What is needed - Take the listing below and print exactly the lines starting at the line containing "client running inside." and ending at the line containing "https://issues.jboss.org/browse/WFLY-12277", both ends included, and no others.

Input for this task -
PR #12386, opened 2019-06-24
[WFLY-12236] Turn off the INFO Artemis audit logging.

jamezp:
https://issues.jboss.org/browse/WFLY-12236

### DIFF
--- a/messaging-activemq/src/main/java/org/wildfly/extension/messaging/activemq/MessagingExtension.java
+++ b/messaging-activemq/src/main/java/org/wildfly/extension/messaging/activemq/MessagingExtension.java
@@ -86,6 +86,12 @@ import org.wildfly.extension.messaging.activemq.jms.bridge.JMSBridgeDefinition;
 import static org.wildfly.extension.messaging.activemq.CommonAttributes.EXTERNAL_JMS_QUEUE;
 import static org.wildfly.extension.messaging.activemq.CommonAttributes.EXTERNAL_JMS_TOPIC;
 
+import java.util.Collection;
+import java.util.Collections;
+import java.util.logging.Level;
+import java.util.logging.LogManager;
+import java.util.logging.Logger;
+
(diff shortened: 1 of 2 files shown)


kabir:
Please ignore comment - the dep tree analyser job is configured globally to use master as the upstream branch

bstansberry:
@ehsavoie please approve
@jamezp this needs a PR for master once the details are approved

ehsavoie (approved):

bstansberry:
@jamezp we both dislike these kinds of tests but i wonder if we should add a testsuite/integration/basic test to scan the logs for "org.apache.activemq.audit". Trick is to get it to run late enough in the suite that the messaging tests will have had a chance to generate unwanted logs.

A test like that could be dropped in the future; it would just a be a temporary guard until we're comfortable with how this logging is integrated.

jamezp:
@bstansberry I was actually wondering if I should look at a test that would read a log file and check for repeated messages, with some kind of tolerance, so we could find other messages like this sooner.

That said, sure I could write a test for that. I can pick a test it runs on normally and ensure it runs last.

With regard to the master. I thought @ehsavoie was doing fixing this by updating the configs. If I'm wrong there please let me know and I'll create one.

bstansberry:
@jamezp -- We need the same fix for master. Any downstream change must go upstream first.

Some other change can overwrite that when it's ready. TBH though I suspect some variant of this will remain as I'm extremely reluctant to have this functionality enabled without at least a boolean attribute in the subsystem to turn it on. We'll also have to work through how this relates to things like JSON logging to stdout on the cloud where we want a bit of metadata to allow for discrimination between different 'types' of output. IOW WildFly has an overall logging architecture and we don't just ignore that and throw out whatever.

jamezp:
@bstansberry Okay I created a master PR #12395 and added a test to both.

bstansberry (approved):

PR #12390, opened 2019-06-26
WFLY-12242 Default VERIFY_SUSPECT timeout is too high

pferraro:
https://issues.jboss.org/browse/WFLY-12242


rhusar:
👍  Infinispan has lowered this too since 9.3.

PR #12391, opened 2019-06-26
WFLY-9631 "Failed to reinstate timer" warning is shown when creating …

chengfang:
…large number of EJB timers

JIRA: https://issues.jboss.org/browse/WFLY-9631

During timer data store refresh, avoid removing those timers that were just being created in memory and haven't been persisted to db.


chengfang:
@tadamski please review.

tadamski (commented):
@chengfang not sure if I understand correctly: after this fix we there are no more timers that fail to execute because they were removed but we there is still a possibility of duplicate resource warning, right?

chengfang:
@tadamski this fix resolved both symptoms: duplicate resource warning, and missing timers.  So after this fix, there is no more duplicate timer resource warnings, and all scheduled timers expire correctly.

tadamski (approved):

tadamski:
The fix seems ok to me but apparently I misread a comment in Jira. Approving.

PR #12394, opened 2019-06-28
WFLY-12247, WFLY-12248 Alignment of clustering configurations

pferraro:
Align legacy distributable-web subsystem xml template with xml parser description
https://issues.jboss.org/browse/WFLY-12247

Align jgroups stacks in example configurations with default ha configuration
https://issues.jboss.org/browse/WFLY-12248


jamezp (approved):

clustering/web/extension/src/main/java/org/wildfly/extension/clustering/web/DistributableWebXMLParser.java
```diff
@@ -47,15 +47,15 @@ public PersistentResourceXMLDescription getParserDescription() {
                 .addAttribute(DistributableWebResourceDefinition.Attribute.DEFAULT_SESSION_MANAGEMENT.getDefinition())
                 .addAttribute(DistributableWebResourceDefinition.Attribute.DEFAULT_SSO_MANAGEMENT.getDefinition())
                 .addChild(new AttributeXMLBuilderOperator()
-                        .addAttributes(SessionManagementResourceDefinition.Attribute.class)
                         .addAttributes(InfinispanSessionManagementResourceDefinition.Attribute.class)
+                        .addAttributes(SessionManagementResourceDefinition.Attribute.class)
```
bstansberry: @pferraro FWIW I think the legacy template was wrong and the parser was right.

tns:infinispan-session-management extends tns:abstract-session-management. It's debatable whose attributes comes first, a base or an extension, but my feeling is it's the base. And it's tns:abstract-session-management that defines the 'name' attribute. If it's attributes come after then the template should be: 

```
<infinispan-session-management cache-container="web" name="default" granularity="SESSION">
```

not

```
<infinispan-session-management name="default" cache-container="web" granularity="SESSION">
```

PR #12420, opened 2019-07-08
[WFLY-12184] http transaction provider itegrated with WFTC

ochaloup:
https://issues.jboss.org/browse/WFLY-12184

Enabling http ejb txn provider in the WFTC module.

@fl4via  or @dmlloyd do you think you can take a look?

### DIFF
--- a/feature-pack/src/main/resources/modules/system/layers/base/org/wildfly/transaction/client/main/module.xml
+++ b/feature-pack/src/main/resources/modules/system/layers/base/org/wildfly/transaction/client/main/module.xml
@@ -22,7 +22,7 @@
   ~ 02110-1301 USA, or see the FSF site: http://www.fsf.org.
   -->
 
-<module xmlns="urn:jboss:module:1.5" name="org.wildfly.transaction.client">
+<module xmlns="urn:jboss:module:1.8" name="org.wildfly.transaction.client">
     <exports>
         <exclude path="org/wildfly/transaction/client/_private" />
     </exports>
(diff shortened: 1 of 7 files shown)


darranl:
Is this a feature?  It sounds like adding new functionality that doesn't already exist?

ochaloup:
@darranl the ejb remoting with http was added to the WFLY/EAP in EAP 7.2.0 https://issues.jboss.org/browse/EAP7-723 with preview as https://issues.jboss.org/browse/EAP7-446 but it was not working for server to server call. I was discussing this with @fl4via regarding her EAP7 issue https://issues.jboss.org/browse/EAP7-1236 but what I understood (if I was not wrong) the backloged EAP7 is only for support configuration of `remote-outbound-connection` for standalone.xml. The processing of the ejb over http is expected to be working (based on the prior mentioned two EAP7 issues).
When working on OpenShift integration I found the server to server does not work. The code is prepared in the repositories of the http client but final bit of integration is not working.

Do you think this should be tracked as a new feature? Should I change the WFLY issue to type of feature? Or a new EAP7 issue should be created?

ochaloup:
@darranl @bstansberry @fl4via please, what do you think about this PR. What I can do to proceed with it? Should this be considered as a new functionality and is the RFE needed then? Could this be merged to WFLY?

(I was retesting the test errors and I assume they are not connected to this fix.)

ochaloup:
@mjurc @msve can you please confirm this PR can be merged without RFE?

bstansberry (approved):
@ochaloup If the tests in this PR had been filed as the reproducer for a Bug JIRA, it seems pretty clear we'd treat the JIRA as valid, as there's no reason this should work for a client running outside the server but not work for a client running inside.

ochaloup:
@bstansberry yes, it's as you said - the tests reproduce the reported issue.

PR #12433, opened 2019-07-15
[17.x][WFLY-11786][WFLY-12175][WFLY-12277] Port doc fixes to 17.0.x branch

bstansberry:
https://issues.jboss.org/browse/WFLY-11786
https://issues.jboss.org/browse/WFLY-12175
https://issues.jboss.org/browse/WFLY-12277

Port recent doc fixes to the 17.0.x branch. The basic point being that then the docs can be generated, with '17' as the version, and then that output can be copied to the '17' dir of a checkout  wildfly/wildlfy.github.io in order to create a PR to fix the actual WF 17 docs.


docs/src/main/asciidoc/Getting_Started_Guide.adoc
```diff
@@ -9,6 +9,7 @@ WildFly team;
 :doctype: book
 :icons: font
 :source-highlighter: coderay
+ifdef::env-github[:imagesdir: images/]
```
jamezp: Not really an issue for this PR, but I wonder if we need any of this `ifdef::env-github` stuff as we generate the documentation.

jamezp (approved):

docs/src/main/asciidoc/Getting_Started_Guide.adoc
bstansberry: @jamezp I'll conduct a test using this PR branch...

bstansberry: @jamezp It does what I thought it does. It allows the images to be properly rendered when looking at the adoc pages in wildfly/wildfly github repo.

Compare section 1.4.4 of this:

https://github.com/bstansberry/wildfly/blob/doc_fixes/docs/src/main/asciidoc/Getting_Started_Guide.adoc

with the same from a branch I just created where I removed the ifdef from the page:

https://github.com/bstansberry/wildfly/blob/doc_fixes/docs/src/main/asciidoc/Getting_Started_Guide.adoc

The latter is missing the big graphic showing the WildFly welcome page.

jamezp: Ah that makes sense.

PR #13114, opened 2020-03-13
WFLY-13240 Clustering TS: Default to non-multicast discovery protocol…

rhusar:
… for 'bridge' channel used in XSite tests

Resolves
https://issues.redhat.com/browse/WFLY-13240


rhusar:
@pferraro For your review. 

If only our GitHub organization was setup correctly and I could use its features to request a review... but no.

pferraro (approved):

PR #13121, opened 2020-03-17
WFLY-13147 Avoid processing deployments multiple times in Weld subsys…

manovotn:
…tem.

JIRA - https://issues.redhat.com/browse/WFLY-13147

_This basically a copy of what the issue suggsested as code changes_. All in all those changes make sense in avoiding loading dep modules that we know were/will be processed as separate units. Simple tests pass for me (as in tests in this repo executed with `-DallTests`).

However, I don't have a big enough sample to actually measure the impact on re-deploy times on a kind of application that it was reported against - @bstansberry does WFLY have some perf tests for deployment where this could be measured?
Or really, any more "obscure" deployment tests that we could/should run against.

CCing @mkouba just in case he has some thoughts about these changes.

### DIFF
--- a/weld/subsystem/src/main/java/org/jboss/as/weld/deployment/processors/ExternalBeanArchiveProcessor.java
+++ b/weld/subsystem/src/main/java/org/jboss/as/weld/deployment/processors/ExternalBeanArchiveProcessor.java
@@ -125,7 +125,11 @@ public class ExternalBeanArchiveProcessor implements DeploymentUnitProcessor {
 
         final HashSet<URL> existing = new HashSet<URL>();
 
+        // build a set of all deployment unit names, used later on to skip processing of some dependencies
+        final Set<String> depUnitNames = new HashSet<>();
+        final String prefix = "deployment.";
         for (DeploymentUnit deployment : deploymentUnits) {
+            depUnitNames.add(prefix + deployment.getName());
             try {
                 final ExplicitBeanArchiveMetadataContainer weldDeploymentMetadata = deployment.getAttachment(ExplicitBeanArchiveMetadataContainer.ATTACHMENT_KEY);
                 if (weldDeploymentMetadata != null) {
@@ -162,6 +166,14 @@ public class ExternalBeanArchiveProcessor implements DeploymentUnitProcessor {
                 return;
             }
             for (DependencySpec dep : module.getDependencies()) {
+                if (!(dep instanceof ModuleDependencySpec)) {
+                    continue;
+                }
+                if (depUnitNames.contains(((ModuleDependencySpec) dep).getName())) {
+                    // dep.getName() returns something like deployment.123abc.ear
+                    // we want to skip processing this as it will be (or already was) processed as another dep. unit
+                    continue;
+                }
                 final Module dependency = loadModuleDependency(dep);
                 if (dependency == null) {
                     continue;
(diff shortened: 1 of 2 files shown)


bstansberry:
@manovotn WildFly as a project doesn't have separate boot perf tests. Our testsuite plus the EE TCKs is basically what we have. @msve do you guys have anything like that?

@ropalka I know last you you did some work on the number of services EAP deployments were creating. If you have some sort of deployment speed test left over from that that might be useful, please let @manovotn  know.

weld/subsystem/src/main/java/org/jboss/as/weld/deployment/processors/ExternalBeanArchiveProcessor.java
```diff
@@ -162,6 +162,14 @@ public void deploy(DeploymentPhaseContext phaseContext) throws DeploymentUnitPro
                 return;
             }
             for (DependencySpec dep : module.getDependencies()) {
+                if (!(dep instanceof ModuleDependencySpec)) {
+                    continue;
+                }
+                if (deploymentUnits.stream().anyMatch(d -> (((ModuleDependencySpec) dep).getName()).endsWith(d.getName()))) {
+                    // d.getName() returns deployment.123abc.ear, whereas dep.getName() returns 123abc.ear
```
bstansberry: This comment is confusing because for using the example values the code would amount to "123abc.ear".endsWith("deployment.123abc.ear") which would never be true.

manovotn: Oh yea, it's the other way around of course, my bad. Either way, I wasn't planning to keep it here, it was just a temporary explanation of why the matching works based on my debugging...

ropalka:
Hi @bstansberry @manovotn - I didn't measure the boot time when I was dealing with number of services. What I have been doing was I was just counting number of created services during the deployment phase.

ucswntr:
Hi @bstansberry @manovotn , are there any news regarding the patch? Our colleagues are already  looking forward to reducing the startup times during their development/testing cycles.

KR Christoph

manovotn:
I know about this issue but I keep being pulled to other issues and PRs.

If @bstansberry doesn't have anything against it, we can let it in like this. The changes don't break existing tests and we know that they lower deployment times for @ucswntr scenario. 

I've fixed the misleading comment and rebased the PR against master.

weld/subsystem/src/main/java/org/jboss/as/weld/deployment/processors/ExternalBeanArchiveProcessor.java
```diff
@@ -162,6 +162,14 @@ public void deploy(DeploymentPhaseContext phaseContext) throws DeploymentUnitPro
                 return;
             }
             for (DependencySpec dep : module.getDependencies()) {
+                if (!(dep instanceof ModuleDependencySpec)) {
+                    continue;
+                }
+                if (deploymentUnits.stream().anyMatch(d -> (((ModuleDependencySpec) dep).getName()).endsWith(d.getName()))) {
```
bstansberry, line 168: My only "maybe" suggestion is earlier in this method when looping through the DeploymentUnits, built up a Set<String> containing "deployment." + d.getName().  Then here just do a contains check against that set.

bstansberry:
@manovotn I'm fine with adding this. I made a small comment above but if you don't like that, please just @ ping me and I'll approve this and it can go in.

manovotn:
@bstansberry updated, see if you like it now :-)

PR #13122, opened 2020-03-17
WFLY-12018 Fix NotSerializableException when a distributable web application uses web sockets.

pferraro:
https://issues.redhat.com/browse/WFLY-12018


bstansberry:
LGTM but I'll give @fl4via a chance to comment before merging.

AIUI what this is doing is storing the value of any "io.undertow.websocket.current-connections" attribute in a kind of side storage (the 'local context') that does not get replicated (or, I assume, persisted in the case of non-HA distributable webapps).

I assume in the case of HA failover or restoration of a locally persisted session it is expected that the "io.undertow.websocket.current-connections" attribute will now have a null value.

pferraro:
@fl4via Any comments?  Or can we merge this?

PR #13131, opened 2020-03-22
[WFLY-12402] Clean up test deployment use of management classes and t…

bstansberry:
…hereby increase number of tests that can run in the ts.layers profile with Galleon slimmed servers

1) Eliminate no-longer needed dependencies on the org.jboss.as.cli module, which typically is not provisioned in ts.layers provisioning.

Written solution -
@ochaloup If the tests in this PR had been filed as the reproducer for a Bug JIRA, it seems pretty clear we'd treat the JIRA as valid, as there's no reason this should work for a client running outside the server but not work for a client running inside.

ochaloup:
@bstansberry yes, it's as you said - the tests reproduce the reported issue.

PR #12433, opened 2019-07-15
[17.x][WFLY-11786][WFLY-12175][WFLY-12277] Port doc fixes to 17.0.x branch

bstansberry:
https://issues.jboss.org/browse/WFLY-11786
https://issues.jboss.org/browse/WFLY-12175
https://issues.jboss.org/browse/WFLY-12277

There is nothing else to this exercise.